WHAT THE TASK ASKS:
Will you return, word for word, only the lines from the top of the data below down to and including the one with "the most intrusive"?

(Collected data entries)
——
PR #221, opened 2017-07-10
2to3

schaefi:
Move azurectl code base to python3


schaefi:
I would say it's impossible to review that, thus please give it a real test

the most intrusive change was the move from pyliblzma which was not ported to py3 because of lzma in py3 core. This impacts the upload code of xz compressed data to Azure

test/unit/account_setup_test.py
```diff
@@ -257,7 +257,7 @@ def test_add_first_region_as_default(self):
         )
         assert setup.list()['account_region_map']['region'] == 'region:earth'
 
-    @patch('__builtin__.open')
+    @patch_open
```
smarlowucf: If this is Python3 only can this be simplified to just patch builtins?

test/unit/app_test.py
```diff
@@ -1,7 +1,7 @@
 import sys
 import pytest
 import mock
-from test_helper import *
+from .test_helper import raises
```
smarlowucf: Unrelated to the Python3 move so I can open a separate enhancement request but if pytest is used for testing then can the [raises helper](https://docs.pytest.org/en/latest/builtin.html#helpers-for-assertions-about-exceptions-warnings) be used in all these tests?

Using context manager around the very specific statement that throws the error is a stronger test imho. It also allows for comparing the exception message wording.

azurectl/utils/xz.py
```diff
@@ -34,40 +34,30 @@ def __init__(self, lzma_stream, buffer_size=LZMA_STREAM_BUFFER_SIZE):
         self.lzma_stream = lzma_stream
         self.buffer_size = int(buffer_size)
         self.lzma = lzma.LZMADecompressor()
-        self.finished = False
 
     def read(self, size):
```
smarlowucf: Can this module be dropped and switched to use Python3 lzma library directly which [supports xz compression](https://docs.python.org/3/library/lzma.html#examples)?

smarlowucf: Ah, getting the uncompressed size would be an issue. But maybe this can be simplified to just a wrapper of lzma? And simplify the size method to something like...

def uncompressed_size(f):
    f.seek(0, os.SEEK_END)
    size = f.tell()
    return size

test/unit/account_setup_test.py
schaefi: I prefer to keep the amount of changes to make the code eventually py2 and py3 compatible as small as possible. The open patching goes into that direction

azurectl/utils/xz.py
schaefi: I am using lzma from py3 core, as I wrote in my initial comment pyliblzma does not exist for py3
You have a point here with the uncompressed_size, maybe we can get rid of calling xz. I'll check that. thanks

test/unit/app_test.py
schaefi: Well yes that's true, I just thought moving 144 raise tests to context manager might be a waste of time for a project which is not expected to grow much anymore ;) From that perspective there would be even more which could and should change, e.g the use of __methods vs. _methods and more. Let me check how much effort it would be to make things nicer.

However first and foremost I think we should test if the code actually really works as expected which was the reason why I asked for some real life tests

azurectl/utils/xz.py
schaefi: ok done

test/unit/account_setup_test.py
schaefi: nevertheless I'll remove it with a builtins patch

package/spec-template
```diff
@@ -1,26 +1,26 @@
 #
 # spec file for package python-azurectl
 #
-Name:           python-azurectl
+Name:           python3-azurectl
```
rjschwei: I know technically we should call this "python3-azurectl". However, if we rename the package we are going to run into a  lot of procedural problems in SLE 12 and SLE 15.

One is that packages cannot be removed, which means we cannot get rid of python-azurectl in SLE 12 and then we'd have python-azurectl and python3-azurectl and people will get the impression that they are equal and one can use either the Py2 or Py3 version. However we will only continue to develop in Py3. Further I suspect that in SLE 15 py3 will be "python" thus we'd have to switch back to "python-azurectl".

IMHO we should break the naming convention now in order to avoid flip flopping the name as we look ahead to SLE 15. Also, given that azurectl is primarily a command line tool it is really immaterial to the user if the py3 or py2 interpreter runs.

package/spec-template
```diff
@@ -1,26 +1,26 @@
...
-Requires:       python-pyOpenSSL
-Requires:       python-setuptools
-Requires:       python-future
+BuildRequires:  python3-devel
+BuildRequires:  python3-setuptools
+Requires:       python3-docopt
+Requires:       python3-APScheduler
+Requires:       python3-azure-sdk >= 1.0.3
+Requires:       python3-azure-sdk-storage >= 0.30.0
+Requires:       python3-dateutil
```
rjschwei: python3-python-dateutil (although the python-python-datutil rename may not have made it to SLE yet)

package/spec-template
```diff
@@ -1,26 +1,26 @@
...
-Requires:       python-azure-sdk-storage >= 0.30.0
-Requires:       python-dateutil
-Requires:       python-pyOpenSSL
-Requires:       python-setuptools
-Requires:       python-future
+BuildRequires:  python3-devel
+BuildRequires:  python3-setuptools
+Requires:       python3-docopt
+Requires:       python3-APScheduler
+Requires:       python3-azure-sdk >= 1.0.3
```
rjschwei: I think you can break this into components already with this commit, rather than doing a 2to3 commit followed by a commit that changes the dependencies.

package/spec-template
```diff
@@ -1,26 +1,26 @@
...
+Requires:       python3-azure-sdk-storage >= 0.30.0
+Requires:       python3-dateutil
+Requires:       python3-pyOpenSSL
+Requires:       python3-setuptools
+Requires:       python3-future
+Requires:       python3-six
```
rjschwei: We should not need -future and -six since we are switching to py3 only

package/spec-template
schaefi: I had that before and thinking the same way, problem is that the buildservice auto checks complains about it, not sure if people will accept it when we submit

package/spec-template
schaefi: yes that was just a left over... will fix

package/spec-template
schaefi: I thought the python3-azure-sdk will stay as a meta package with a version bump and all we need to do here is to change the min required version for the azure-sdk package ?

schaefi: I think we had the same discussion during your stay in Nue but I can't remember the result of the discussion. So let's write the preferred solution down here :) ETOOMANYBUILDINGSITES :))

rjschwei: Let me check with dimstar. Since the devel project for python-azurectl is Cloud:Tools and not d:l:p we do not quite have the same scruteny :smile:

schaefi:
Please find package builds of this branch here:

* https://build.opensuse.org/project/show/home:sax2:branches:Cloud:Tools

package/spec-template
schaefi: yep, let me know what dimstar sayed, thanks

rjschwei: Yes python-azure-sdk will become a meta package in SLE 12, but the intention is to drop the meta package for SLE 15. Because we want to drop python-azure-sdk in SLE 15 and we don't want to maintain forked versions of azurectl it is, IMHO easier to break the dependencies of azurectl down to the SDK component level now.

schaefi: ah yes sle15 was the reason, I remember, ok thanks

smarlowucf:
In testing found this issue:

```
>       fingerprint = fingerprint.split('=')[1]
E       TypeError: a bytes-like object is required, not 'str'

.tox/py36/lib/python3.6/site-packages/azurectl/instance/cloud_service.py:82: TypeError
```

Pushed an update to this branch.

schaefi:
@smarlowucf Thanks for helping, but it's easier for me to handle additional contributions to this branch if you create your own branch based on this one and send a pull request which I can simply merge to this one when completed. Hope you don't mind but I will force push the history now

schaefi:
Within the scope of my testing the port to py3 works now. Please give me your approval if you think we are ready to merge. Thanks

rjschwei:
+1 for the code, we still have to sort out the package naming, thus please do not merge yet.

schaefi:
ok

schaefi:
blocked on spec file decisions

.bumpversion.cfg
```diff
@@ -1,5 +1,5 @@
 [bumpversion]
-current_version = 2.3.2
+current_version = 2.4.0
```
bear454: I'd argue that we need to go to 3.0.0; this is more accurately described as an "incompatible API change" than "add[ing] functionality in a backwards-compatible manner", as we're clearly not going to be backwards-compatible.

README.md
```diff
@@ -247,33 +247,26 @@ for the desired Python version.
```
bear454: Need to change L243 as well "azurectl is compatible with Python 2.7.x and greater"

azurectl/azurectl.py
```diff
@@ -15,10 +15,10 @@
 import docopt
 
 # project
-import logger
-from app import App
-from defaults import Defaults
-from azurectl_exceptions import AzureError
+from . import logger
```
bear454: Using local imports has caused us trouble in the past, when using azurectl as a library.

azurectl/commands/compute_data-disk.py
```diff
@@ -99,7 +99,7 @@
 # project
 from azurectl.logger import log
 from azurectl.account.service import AzureAccount
-from base import CliTask
+from .base import CliTask
```
bear454: `from azurectl.commands.base import CliTask` ?

azurectl/commands/compute_endpoint.py
```diff
@@ -79,7 +79,7 @@
         wait for the request to succeed
 """
 # project
-from base import CliTask
+from .base import CliTask
```
bear454: `from azurectl.commands.base import CliTask` ?

azurectl/commands/compute_image.py
```diff
@@ -127,7 +127,7 @@
 
 # project
 from azurectl.logger import log
-from base import CliTask
+from .base import CliTask
```
bear454: `from azurectl.commands.base import CliTask` ?

azurectl/commands/compute_request.py
```diff
@@ -32,7 +32,7 @@
         request id number returned from azurectl for asynchronous request
 """
 # project
-from base import CliTask
+from .base import CliTask
```
bear454: `from azurectl.commands.base import CliTask` ?

azurectl/commands/compute_reserved-ip.py
```diff
@@ -53,7 +53,7 @@
         wait for the request to succeed
 """
 # project
-from base import CliTask
+from .base import CliTask
```
bear454: `from azurectl.commands.base import CliTask` ?

azurectl/commands/compute_shell.py
```diff
@@ -24,7 +24,7 @@
 from textwrap import dedent
 
 # project
-from base import CliTask
+from .base import CliTask
```
bear454: `from azurectl.commands.base import CliTask` ?

azurectl/commands/compute_vm.py
```diff
@@ -121,7 +121,7 @@
 import os
 import time
 # project
-from base import CliTask
+from .base import CliTask
```
bear454: `from azurectl.commands.base import CliTask` ?

azurectl/commands/setup_account.py
```diff
@@ -80,7 +80,7 @@
 import os
 
 # project
-from base import CliTask
+from .base import CliTask
```
bear454: `from azurectl.commands.base import CliTask` ?

azurectl/commands/storage_account.py
```diff
@@ -96,7 +96,7 @@
 import string
 
 # project
-from base import CliTask
+from .base import CliTask
```
bear454: `from azurectl.commands.base import CliTask` ?

azurectl/commands/storage_container.py
```diff
@@ -65,7 +65,7 @@
 import datetime
 
 # project
-from base import CliTask
+from .base import CliTask
```
bear454: `from azurectl.commands.base import CliTask` ?

azurectl/commands/storage_disk.py
```diff
@@ -70,7 +70,7 @@
 from apscheduler.schedulers.background import BackgroundScheduler
 
 # project
-from base import CliTask
+from .base import CliTask
```
bear454: `from azurectl.commands.base import CliTask` ?

azurectl/commands/storage_share.py
```diff
@@ -36,7 +36,7 @@
         name of the files share
 """
 # project
-from base import CliTask
+from .base import CliTask
```
bear454: `from azurectl.commands.base import CliTask` ?

azurectl/help.py
```diff
@@ -13,7 +13,7 @@
 #
 import subprocess
 # project
-from azurectl_exceptions import AzureHelpNoCommandGiven
+from .azurectl_exceptions import AzureHelpNoCommandGiven
```
bear454: `from azurectl.azurectl_exceptions import AzureHelpNoCommandGiven` ?

azurectl/instance/reserved_ip.py
```diff
@@ -12,6 +12,7 @@
 # limitations under the License.
 #
 # project
+from azurectl.defaults import Defaults
```
bear454: :+1:

azurectl/version.py
```diff
@@ -14,4 +14,4 @@
 """
     Global version information used in azurectl and the package
 """
-__VERSION__ = '2.3.2'
+__VERSION__ = '2.4.0'
```
bear454: Again, not sold on the version number, re semantic versioning.

rjschwei: Agreed, it should be 3.0

bear454:
@schaefi do you want me to submit a PR with the relative imports fixed?

azurectl/azurectl.py
smarlowucf: These should be okay in Python3. The period is relative import rather than local. Although I agree absolute imports are more explicit.

schaefi:
@bear454 sorry for the delay, now that the packaging questions seems to have answered we should also go through the code and fix (prevent) the relative imports yes 👍 This is currently a mix and I'm fine if you have a free slot to send a pr on that one. If not just let me know then I'll do it next. Thanks much

smarlowucf:
@schaefi 

> we should also go through the code and fix (prevent) the relative imports yes

I tested azurectl from code and the imports were okay since they were updated to explicit relative with the periods instead of implicit. However, it is recommended to use absolute imports so I went ahead and made the pr.

schaefi:
yay ready to merge :)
——
YOUR SOLUTION:
PR #221, opened 2017-07-10
2to3

schaefi:
Move azurectl code base to python3


schaefi:
I would say it's impossible to review that, thus please give it a real test

the most intrusive change was the move from pyliblzma which was not ported to py3 because of lzma in py3 core. This impacts the upload code of xz compressed data to Azure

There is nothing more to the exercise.